La mostra in questione è Training Humans, curata da Kate Crawford e Trevor Paglen, tenutasi all’Osservatorio di Fondazione Prada fino al 24 febbraio 2020. La particolarità di questa esposizione è quella di non essere prettamente una mostra d’arte pur essendo ospitata all’interno di uno spazio pensato per accogliere pezzi artistici. Al suo interno troviamo infatti fotografie e video che non nascono con intenzioni di carattere estetico, sono semplice materiale d’archivio.
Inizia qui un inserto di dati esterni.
PR #2114, opened 2017-05-16
EventlogTarget: Support for MaximumKilobytes

304NotModified:
supersedes #1810 

thanks @ajitpeter !

### DIFF
--- a/src/NLog/Targets/EventLogTarget.cs
+++ b/src/NLog/Targets/EventLogTarget.cs
@@ -87,6 +87,7 @@ namespace NLog.Targets
             this.Log = "Application";
             this.MachineName = ".";
             this.MaxMessageLength = 16384;
+            this.maxKilobytes = 512;
         }
 
         /// <summary>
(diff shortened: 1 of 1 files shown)


snakefoot:
Could the maxKilobytes-member become nullable with default value null? And only assigned to the EventLog-object when assigned? 

```
        [DefaultValue(512)]
        public long MaxKilobytes
        {
            get { return this.maxKilobytes ?? 512; }
            set
            {   //Event log API restriction
                if (value < 64 || value > 4194240 || (value % 64 != 0))
                    throw new ArgumentException("MaxKilobytes must be a multitude of 64, and between 64 and 4194240");
                this.maxKilobytes = value;
            }
        }
        private long? maxKilobytes;

        if (this.maxKilobytes.HasValue)
                eventLogInstance.MaximumKilobytes = this.MaxKilobytes.Value;
        return eventLogInstance;
```

Not all services are running with full admin priviledges and can modify everything.

304NotModified:
Was also doubting for the nullable. But what's the benefit? We need admin rights to set the value?

304NotModified:
Ow guess I needed to read "security" in https://msdn.microsoft.com/en-us/library/system.diagnostics.eventlog.maximumkilobytes(v=vs.110).aspx

PR #2241, opened 2017-08-04
EventPropertiesLayoutRenderer - Support Json Format

snakefoot:
Guess it makes most sense when combined with #2208 (Or #2244)


304NotModified:
Updated the docs, feel free to change.

Issue #2249, opened 2017-08-16
${exception} - separator=${newline} won't work


304NotModified:
Bug:

```
${exception:format=tostring,data:maxInnerExceptionLevel=10:separator=${newline}} 
```

wont work

but this works:

```
${exception:format=tostring,data:maxInnerExceptionLevel=10:separator=\r\n}
```

See https://github.com/NLog/NLog/issues/2248

jojosardez:
Hi 304,
I am able to replicate it. I believe I have fixed it locally. Can I commit it to my fork and raise a pull request?

304NotModified:
Yes that would be great! Please also include an unit test, thanks!

jojosardez:
OK. I'll refine it first and will let you know once its ready.

jojosardez:
Hi @304NotModified ,
The pull request is now ready: https://github.com/NLog/NLog/pull/2256
Thanks!

304NotModified:
Investigated this, this isn't a bug as the type of the parameter is `string` and not `Layout`

xmedeko:
How to make platform compatible line separator? I.e. for Linux `separator=\n` and for Windows `separator=\r\n`?

304NotModified:
I think the only way is to fix this issue (it's a breaking change), or your program needs some code for it.

snakefoot:
Discovered that there is different between:

- `<target type="file" filename="C:\NLog\Rocks" />`

And

- `${literal:inner=C:\NLog\Rocks}`

So when suddenly changing Exception.Separator from `string` to `Layout` then this will change meaning:

- `${exception:separatorr=\r\n}`

Instead of being Windows-newline, then it will translate into the actual string "\r\n". I kind of like that NLog 5.0 is still non-breaking in parsing of `NLog.config`.

304NotModified:
> where escapes are ignored

Isn't that we need an extra `\`? e.g 

   ${exception:format=message:maxInnerExceptionLevel=10:separator=\\t\\r\\n}

But of course, unfortunate for the breaking change.

304NotModified:
another trick is to decompose the `${newline}`  when parsing the file ;)

snakefoot:
> another trick is to decompose the ${newline} when parsing the file ;)

Thinking the same, since all use-cases has been about using `${newline}`.

snakefoot:
> but I think it should be now in LayoutParser, and that could have bigger side-effect

[...]

PR #2256, opened 2017-08-19
Fixed the parameter value parser (ParseParameterValue) #2249

jojosardez:
The reason why "separator=${newline}" doesn't work is because the parameter value parser isn't able to parse layout macros completely. Even after fixing the parser, it will end up displaying the layout macro tag \ name only without rendering so I've implemented rendering within the parameter value parser as well.

### DIFF
--- a/src/NLog/Layouts/LayoutParser.cs
+++ b/src/NLog/Layouts/LayoutParser.cs
@@ -213,13 +213,40 @@ namespace NLog.Layouts
             return nameBuf.ToString();
         }
 
-        private static string ParseParameterValue(SimpleStringReader sr)
+        private static string ParseParameterValue(ConfigurationItemFactory configurationItemFactory, SimpleStringReader sr)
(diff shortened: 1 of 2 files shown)


304NotModified:
Thanks! I'm very busy these days, but will try to review soon!

304NotModified:
looks good, but i have to double check as this is a part of the core of NLog

304NotModified:
Could you please resolve the conflict? Thanks!

304NotModified:
@jojosardez

First of all, thanks for this PR.

Unfortunately I cannot accept this change, as the current behavior is by-design. The parameters that should accept layoutrenders, should be of type `Layout`. If we change the types of the parameters, your test case works! (have to check if this is backwards-compatible though)

Also a parser that renders layout renderers (aka macros), isn't a solution that will be robust, as some layout renderers are dynamic.

PR #2257, opened 2017-08-19
${exception} -  only include separator when items are available 

### LINKED ISSUE #2250: Exception separator should only be inserted for available items
**Type**:
Bug

**NLog version**:
NLog.Web.AspNetCore: 4.4.1

**Platform**:
.NET Core 

**Current NLog config**:

```xml
      autoReload="true"
      internalLogLevel="Warn"
      internalLogFile="../Logs/internal-nlog.txt">

  <!-- define various log targets -->
  <targets>
    <!-- write logs to file -->
    <target xsi:type="File" name="allfile" fileName="../Logs/nlog-${shortdate}.log"
                layout="${longdate}|${event-properties:item=EventId.Id}|${logger}|${uppercase:${level}}|${message} ${exception:format=tostring,data:maxInnerExceptionLevel=10:separator=\r\n}" />

    <target xsi:type="ColoredConsole" name="console" />
  </targets>

  <rules>
    <logger name="*" minlevel="Debug" writeTo="console" />
    <logger name="*" minlevel="Info" writeTo="allfile" />
  </rules>
</nlog>

```

Created based on #2248 
The separator (newline in this case) is inserted unconditionally. So if no data is available I get an empty line in my log. The separator should only be inserted for fields that exist.

jojosardez:
The reason why it is adding the separator is because in the loop, we always add them first before we render the current function. Moreover, the separator is added even if the current render is empty.

The fix is to add a temporary string builder to be used by the render. Then after the render, check the string builder. If there is a content, that's the only time to append the separator plus the temporary string builder to the main string builder, if none then it will just proceed with the next render - without appending the string builder and adding unnecessary separators.

fixes #2250

### DIFF
--- a/src/NLog/LayoutRenderers/ExceptionLayoutRenderer.cs
+++ b/src/NLog/LayoutRenderers/ExceptionLayoutRenderer.cs
@@ -197,10 +197,14 @@ namespace NLog.LayoutRenderers
 
                 foreach (ExceptionRenderingFormat renderingFormat in this.Formats)
                 {
-                    sb2.Append(separator);
-
+                    var sbCurrentRender = new StringBuilder();
                     var currentRenderFunction = _renderingfunctions[renderingFormat];
-                    currentRenderFunction(sb2, primaryException);
+                    currentRenderFunction(sbCurrentRender, primaryException);
+                    if (sbCurrentRender.Length > 0)
+                    {
+                        sb2.Append(separator);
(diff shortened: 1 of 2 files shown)


304NotModified:
Thanks again!

304NotModified:
this is a breaking change isn't? Do you think we need to add an option for it?

304NotModified:
think bug, so bugfix :)

Issue #2227, opened 2017-07-26
Removed target still actively logging


rbarillec:
**Type**: Bug

**Summary**:
   When removing a target from the `LoggingConfiguration` using `configuration.RemoveTarget("target name")`, the target still appears in `Configuration.AllTargets` and is still actively logging. My expectation was that the target would be completely removed from the configuration and would no longer appear in the list of targets nor be used by NLog in any way.

**NLog version**: 4.4.11

**Platform**: .Net 4.5

**Test illustrating the issue**:

```csharp
[Fact]
public void RemovingATarget()
{
    // Setup a configuration with 2 console targets
    var config = new LoggingConfiguration();

    config.AddTarget(new ConsoleTarget("ConsoleA") { Layout = "A | ${message}" });
    config.AddTarget(new ConsoleTarget("ConsoleB") { Layout = "B | ${message}" });

    config.AddRule(LogLevel.Debug, LogLevel.Fatal, "ConsoleA");
    config.AddRule(LogLevel.Debug, LogLevel.Fatal, "ConsoleB");

    LogManager.ThrowConfigExceptions = true;
    LogManager.ThrowExceptions = true;

    InternalLogger.LogLevel = LogLevel.Debug;
    InternalLogger.LogFile = "nlog_internal.log";

    // Apply the configuration
    LogManager.Configuration = config;
            
    // Success
    Assert.Equal(
        new[] { "ConsoleA", "ConsoleB" },
        LogManager.Configuration.ConfiguredNamedTargets.Select(target => target.Name)
    );

    // Remove the first target from the configuration
    LogManager.Configuration.RemoveTarget("ConsoleA");

    // Success
    Assert.Equal(
        new[] { "ConsoleB" },
        LogManager.Configuration.ConfiguredNamedTargets.Select(target => target.Name)
    );

    using (var writer = new StringWriter())
    {
        Console.SetOut(writer);
        var logger = LogManager.GetCurrentClassLogger();
        logger.Debug("Hello");

        var output = writer.ToString();

        Assert.Contains("B | Hello", output);           // Success
        Assert.DoesNotContain("A | Hello", output);     // FAILURE
    }

    // FAILURE: contains { "ConsoleA", "ConsoleB" }
    Assert.Equal(
        new[] { "ConsoleB" },
        LogManager.Configuration.AllTargets.Select(target => target.Name)
    );
}
```

In case of a BUG:

- What is the current result?
   The removed target is still logging to console (see test above).

- What is the expected result?
[...]

PR #2259, opened 2017-08-21
Bugfix for logging on a target even after removed #2227

jojosardez:
* Fixed the logging configuration to also remove the target from the configItems.
* Fixed the log factory to skip setting targets by level if the target doesn't exists (removed). 
* Added unit test (from the issue) to test the behavior.

### DIFF
--- a/src/NLog/Config/LoggingConfiguration.cs
+++ b/src/NLog/Config/LoggingConfiguration.cs
@@ -31,6 +31,7 @@
 // THE POSSIBILITY OF SUCH DAMAGE.
 // 
 
+
 namespace NLog.Config
 {
     using JetBrains.Annotations;
@@ -340,12 +341,26 @@ namespace NLog.Config
         public void RemoveTarget(string name)
         {
             this.targets.Remove(name);
+            CloseAndRemoveTarget(name);
+            ValidateConfig();
+        }
+
+        /// <summary>
+        /// Removes a target from the logging rules and flush it.
+        /// </summary>
+        /// <param name="name">Name of the target.</param>
+        private void CloseAndRemoveTarget(string name)
+        {
             var loggingRules = LoggingRules.ToList();
             foreach (var rule in loggingRules)
             {
-                ((List<Target>)rule.Targets)?.RemoveAll(t => t.Name == name);
+                var targets = rule.Targets.Where(t => t.Name == name).ToList();
+                foreach (var target in targets)
+                {
+                    target.Close();
+                    rule.Targets.Remove(target);
+                }
             }
-            ValidateConfig();
         }
 
         /// <summary>
--- a/src/NLog/Config/LoggingConfiguration.cs
+++ b/src/NLog/Config/LoggingConfiguration.cs
@@ -340,13 +340,12 @@ namespace NLog.Config
         public void RemoveTarget(string name)
         {
             this.targets.Remove(name);
-
-            configItems.RemoveAll(c => c is Target && ((Target) c).Name == name);
             var loggingRules = LoggingRules.ToList();
             foreach (var rule in loggingRules)
             {
                 ((List<Target>)rule.Targets)?.RemoveAll(t => t.Name == name);
             }
+            ValidateConfig();
         }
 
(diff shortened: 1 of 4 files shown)


304NotModified:
Thanks! I'm currently without internet on my PC, will try to review next week

jojosardez:
Thanks @304NotModified! By the way, i'm not sure what's wrong with AppVeyor since the same test runs successfully in Travis.

snakefoot:
@jojosardez Would be better to remove the target from the LoggingRules, instead of checking Configuration.AllTargets. The check is also a little wrong incase a LogginRule has multiple targets, then it will `break;` when meeting an unknown target.

jojosardez:
Hi @snakefoot , thanks for the comments! I'll look into it this weekend.

jojosardez:
Hi @snakefoot , your suggestion works. Added the removal of the target from the logging rule and removed the condition and break from in the loop in log factory.

AppVeyor still fails though even if the build is successful in Travis. The problem is unrelated to the changes made. FYI @304NotModified .

snakefoot:
@jojosardez Looks like the LoggingRules should be used like this:

```
var loggingRules = this.LoggingRules.ToList();  // Make clone to minimize concurrency issues
foreach (var rule in loggingRules)
{
    // Blah blah blah
}
```

snakefoot:
@jojosardez And the configItems should be updated like this:

```
var roots = new List<object>();
roots.AddRange(configItems);
roots.AddRange(this.targets);
this.configItems = ObjectGraphScanner.FindReachableObjects<object>(roots.ToArray());
```

Maybe consider to "fix" the existing method ValidateConfig() so it can be re-used for updating `this.configItems`.

snakefoot:
@jojosardez It seems you cannot use RemoveAll() for removing the target.

snakefoot:
@jojosardez One might also consider to Flush/Close/Dispose the target when removing it.

snakefoot:
@jojosardez When removing a target, then one could also consider to iterate through all wrapper-targets, and check if one is pointing to this target, and then remove it.

But if the wrapper-target is able to reference multiple targets, then it will suddenly be very difficult to remove the target (CompoundTargetBase).

Maybe the best thing is just to close/dispose the target (so it is no longer is initialized), and remove it from loggingrules. Anything more will just generate too much headache. With the small catch that if the removed target is a wrapper-target then it should also close/dispose the inner-target (unless it is being used by other logging-rules).

jojosardez:
Hi @snakefoot , sorry I've been very busy this past week. Anyway, I have changed the implementation keeping in mind your suggestions. I ditched the remove all and just remove the targets individually. I also reused ValidateConfig() instead of removing the configItems explicitly. I also added closing of the target and a unit test to check if it really happened, before their removal.

snakefoot:
@jojosardez Multiple loggingRules can include the same target. Instead of closing the target just after having removed it from the loggingRule, then you should delay the closing of target until having removed it from all loggingRules.

Maybe the method should look like this:

```
public void RemoveTarget(string name)
{
    HashSet<Target> removedTargets = new HashSet<Target>();
    Target removedTarget;
    if (this.targets.TryGetValue(name, out removedTarget))
    {
        removedTargets.Add(removedTarget);
        this.targets.Remove(name);
    }

    var loggingRules = LoggingRules.ToList();
    foreach (var rule in loggingRules)
    {
        var targetList = rule.Targets.ToList();
        foreach (var target in targetList)
        {
            if (target.Name == name)
            {
                removedTargets.Add(removedTarget);
                this.targets.Remove(name);
            }
        }
    }

    foreach (var target in removedTargets)
    {
        target.Close(); 
    }
    
    ValidateConfig();
}
```

304NotModified:
> @jojosardez Multiple loggingRules can include the same target.

good point, rules and targets has more on more relationships. Could we make an unit test for this case?

304NotModified:
This need some changes, right?

304NotModified:
please open a new PR when you have time, thanks!

304NotModified:
merged by #2549

PR #2262, opened 2017-08-23
LogEventInfo.MessageTemplate - Subset of LogEventInfo.Properties

snakefoot:
Ordered by position (instead of hashcode).

It is possible to override these properties using the standard LogEventInfo-Properties-IDictionary-interface.

Allows capture of Microsoft FormattedLogValues without loosing the order given in the MessageTemplate. https://github.com/NLog/NLog.Extensions.Logging/pull/125

### DIFF
--- a/src/NLog/Internal/MessageTemplateParameters.cs
+++ b/src/NLog/Internal/MessageTemplateParameters.cs
@@ -1,0 +1,100 @@
+﻿// 
+// Copyright (c) 2004-2016 Jaroslaw Kowalski <jaak@jkowalski.net>, Kim Christensen, Julian Verdurmen
+// 
+// All rights reserved.
+// 
+// Redistribution and use in source and binary forms, with or without 
+// modification, are permitted provided that the following conditions 
+// are met:
+// 
+// * Redistributions of source code must retain the above copyright notice, 
+//   this list of conditions and the following disclaimer. 
+// 
+// * Redistributions in binary form must reproduce the above copyright notice,
+//   this list of conditions and the following disclaimer in the documentation
+//   and/or other materials provided with the distribution. 
+// 
+// * Neither the name of Jaroslaw Kowalski nor the names of its 
+//   contributors may be used to endorse or promote products derived from this
+//   software without specific prior written permission. 
+// 
+// THIS SOFTWARE IS PROVIDED BY THE COPYRIGHT HOLDERS AND CONTRIBUTORS "AS IS"
+// AND ANY EXPRESS OR IMPLIED WARRANTIES, INCLUDING, BUT NOT LIMITED TO, THE 
+// IMPLIED WARRANTIES OF MERCHANTABILITY AND FITNESS FOR A PARTICULAR PURPOSE 
+// ARE DISCLAIMED. IN NO EVENT SHALL THE COPYRIGHT OWNER OR CONTRIBUTORS BE 
+// LIABLE FOR ANY DIRECT, INDIRECT, INCIDENTAL, SPECIAL, EXEMPLARY, OR 
+// CONSEQUENTIAL DAMAGES (INCLUDING, BUT NOT LIMITED TO, PROCUREMENT OF
+// SUBSTITUTE GOODS OR SERVICES; LOSS OF USE, DATA, OR PROFITS; OR BUSINESS 
+// INTERRUPTION) HOWEVER CAUSED AND ON ANY THEORY OF LIABILITY, WHETHER IN 
+// CONTRACT, STRICT LIABILITY, OR TORT (INCLUDING NEGLIGENCE OR OTHERWISE) 
+// ARISING IN ANY WAY OUT OF THE USE OF THIS SOFTWARE, EVEN IF ADVISED OF 
+// THE POSSIBILITY OF SUCH DAMAGE.
+// 
+
+namespace NLog.Internal
+{
+    using System.Collections;
+    using System.Collections.Generic;
+
+    /// <summary>
+    /// Internal implementation of the interface for returning MessageTemplate parameters
+    /// </summary>
+    internal class MessageTemplateParameters : IMessageTemplateParameters
+    {
+        readonly IList<MessageTemplateParameter> _parameters;
+
+        /// <inheritDoc/>
+        public MessageTemplateParameter this[int index] { get { return _parameters[index]; } }
+
+        /// <inheritDoc/>
+        public int Count { get { return _parameters.Count; } }
+
+        /// <inheritDoc/>
+        public IEnumerator<MessageTemplateParameter> GetEnumerator() { return _parameters.GetEnumerator(); }
+
+        /// <inheritDoc/>
+        IEnumerator IEnumerable.GetEnumerator() { return _parameters.GetEnumerator(); }
+
+        /// <summary>
+        /// Constructore for positional parameters
+        /// </summary>
+        public MessageTemplateParameters(object[] parameters)
+        {
+            if (parameters != null && parameters.Length > 0)
+            {
+                _parameters = new MessageTemplateParameter[parameters.Length];
+                for (int i = 0; i < parameters.Length; ++i)
+                {
+                    string parameterName;
+                    switch (i)
+                    {
+                        case 0: parameterName = "0"; break;
+                        case 1: parameterName = "1"; break;
+                        case 2: parameterName = "2"; break;
+                        case 3: parameterName = "3"; break;
+                        case 4: parameterName = "4"; break;
+                        case 5: parameterName = "5"; break;
+                        case 6: parameterName = "6"; break;
+                        case 7: parameterName = "7"; break;
+                        case 8: parameterName = "8"; break;
+                        case 9: parameterName = "9"; break;
+                        default: parameterName = i.ToString(); break;
+                    }
+                    _parameters[i] = new MessageTemplateParameter(parameterName, parameters[i], null);
+                }
+            }
+            else
+            {
+                _parameters = Internal.ArrayHelper.Empty<MessageTemplateParameter>();
+            }
+        }
+
+        /// <summary>
+        /// Constructore for named parameters
+        /// </summary>
+        public MessageTemplateParameters(IList<MessageTemplateParameter> parameters)
+        {
+            _parameters = parameters ?? Internal.ArrayHelper.Empty<MessageTemplateParameter>();
+        }
+    }
+}
--- a/src/NLog/Internal/PropertiesDictionary.cs
+++ b/src/NLog/Internal/PropertiesDictionary.cs
@@ -1,0 +1,642 @@
+﻿// 
+// Copyright (c) 2004-2016 Jaroslaw Kowalski <jaak@jkowalski.net>, Kim Christensen, Julian Verdurmen
+// 
+// All rights reserved.
+// 
+// Redistribution and use in source and binary forms, with or without 
+// modification, are permitted provided that the following conditions 
+// are met:
+// 
+// * Redistributions of source code must retain the above copyright notice, 
+//   this list of conditions and the following disclaimer. 
+// 
+// * Redistributions in binary form must reproduce the above copyright notice,
+//   this list of conditions and the following disclaimer in the documentation
+//   and/or other materials provided with the distribution. 
+// 
+// * Neither the name of Jaroslaw Kowalski nor the names of its 
+//   contributors may be used to endorse or promote products derived from this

Materiale prelevato dagli archivi da cui le intelligenze artificiali attingono per imparare a riconoscere i volti umani, etichettandoli secondo categorie stereotipate che da subito ci fanno riflettere. Interpellare autori come Foucault o Lyon in questo caso è più che lecito.

Tra quelle immagini infatti potrebbe esserci anche il nostro volto, regalato a qualche azienda grazie a stupidi giochini come Faceapp, con cui ci divertiamo a invecchiare noi stessi senza preoccuparci troppo di leggere le condizioni d’utilizzo dell’applicazione, autorizzando nel frattempo queste società a utilizzare liberamente le nostre immagini. La moda poi passa, ma la nostra faccia resta negli archivi. Trovarsi di fronte a questa mole di fotografie ha un che di disturbante, voyeuristico. Al tempo stesso sembra di tornare dritti dritti ai tempi della fisiognomica Lombrosiana.

Ciò che colpisce sono però le categorie utilizzate dalla macchina per riconoscere i diversi volti. A partire dal titolo, Training Humans, è chiaro che la mostra si porta dietro una carica polemica abbastanza forte. Dobbiamo infatti pensare che queste sofisticatissime intelligenze artificiali ragionano secondo stereotipi che hanno appreso dall’essere umano: catalogano un uomo a petto nudo come sodomita e un ragazzo barbuto come terrorista. È agghiacciante.
Abbiamo la presunzione di potere addestrare le macchine, ma prima di poterlo fare dovremmo rivedere i contenuti che intendiamo insegnare, per evitare che imparino lezioni sbagliate.